Não faltam sinais de que estamos mergulhando na treva,
enquanto o crime organizado muda de escala
Alejandro Arcos foi morto e decapitado seis dias depois de
se eleger prefeito de Chilpacingo, no estado mexicano de Guerrero. O crime
escancarou a força de cartéis da droga, estrategicamente ali instalados, às
margens do oceano Pacífico. Os estudiosos da questão debatem quando a situação
saiu do controle no país. No livro "Midnight in Mexico" (Meia-Noite
no México),
o jornalista Alfredo Corchado narra o que chama de descida do país rumo às
trevas com as mudanças das políticas do governo federal em relação às drogas –da
tolerância mutuamente proveitosa entre os políticos do PRI (Partido da
Revolução Institucional) e os chefões dos cartéis à fracassada guerra às drogas quando o PAN (Partido de Ação
Nacional) chega ao poder. Ao mesmo tempo, o autor vai acompanhando as trágicas
transformações da cidadezinha onde nasceu, na fronteira dos Estados
Unidos, trazidas pela chegada do narcotráfico.
Aqui, como lá, não faltam sinais de que
estamos mergulhando na treva, enquanto o crime organizado muda de escala,
abrangência das suas rentáveis atividades e capacidade de desafiar governos. A
eliminação do empresário que lavava dinheiro para o PCC, ao desembarcar
—sob escolta— no aeroporto de Guarulhos, "é o crime dizendo que está mais
poderoso que o Estado", avalia o ex-policial e deputado estadual paulista
Paulo Batista do Reis (PT). Talvez não seja —ainda—, mas o recado parece ser esse.

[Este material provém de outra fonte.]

PR #1182, opened 2026-06-22
RHINENG-25798 RHINENG-25799: Adjust formatting for expires_at in list and get

marleystipich2:
The `null` fallback on `list` was removed so list and get now use the same `expires_at` logic in the format functions. The `_.isDate()` pass-through is intentional because the query functions **should** return Date objects (`get` responses might return ISO strings after `JSON.parse` but that should still work fine too). `expires_at` is always computed in SQL by using the plan `updated_at` time and `last_run_at` time and is required/non-nullable in the OpenAPI spec. Explicit handling for null/undefined isn't needed here because that would basically be an internal bug that we need to fix on our end.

Segundo o Fórum Brasileiro de Segurança Pública, cerca de 72 facções
criminosas agem no país, algumas incidindo de norte a sul, sem falar nas suas
alianças internacionais.
Hoje, as atividades do crime já não se restringem ao tráfico
de drogas; abarcam também transações ilícitas com madeiras, minerais,
combustíveis adulterados e até pessoas –além de lavagem de dinheiro, fraudes
financeiras, administração de hotéis e postos de gasolina, comércio de armas,
extorsão, segurança privada, aluguel de imóveis, fornecimento de serviços de TV
e internet, apostas, golpes online e financiamento clandestino de campanhas
políticas.
Um ótimo resumo da questão, dos avanços institucionais já
obtidos —importantes, porém insuficientes— e dos desafios pela frente, pode ser
lido em "Brasil - Experiências de (in)segurança pública em São Paulo e Rio
de Janeiro", parceria da Fundação Fernando Henrique Cardoso e da Escola de
Segurança Multidimensional da USP, com patrocínio do Diálogo Interamericano, respeitado think thank de
Washington.
O documento tem duas qualidades. A primeira é a de trazer a
discussão para a agenda progressista, na qual ela tem crônica dificuldade de se
firmar. Assim, o registro de abusos policiais, a discriminação racial, os
maus-tratos e a superlotação dos presídios não travam o reconhecimento de que a
segurança é demanda forte e legítima da população nem bloqueiam o debate de
medidas concretas para a repressão eficaz ao crime.
O segundo mérito consiste em focalizar o que realmente faz
falta: a construção de mecanismos de coordenação governamental entre os três
níveis da Federação, de forma a aumentar a eficiência da ação pública. Há um
caminho a percorrer até que o debate se transforme em ação. Mas disputar a
agenda com o populismo de direita já é um começo promissor.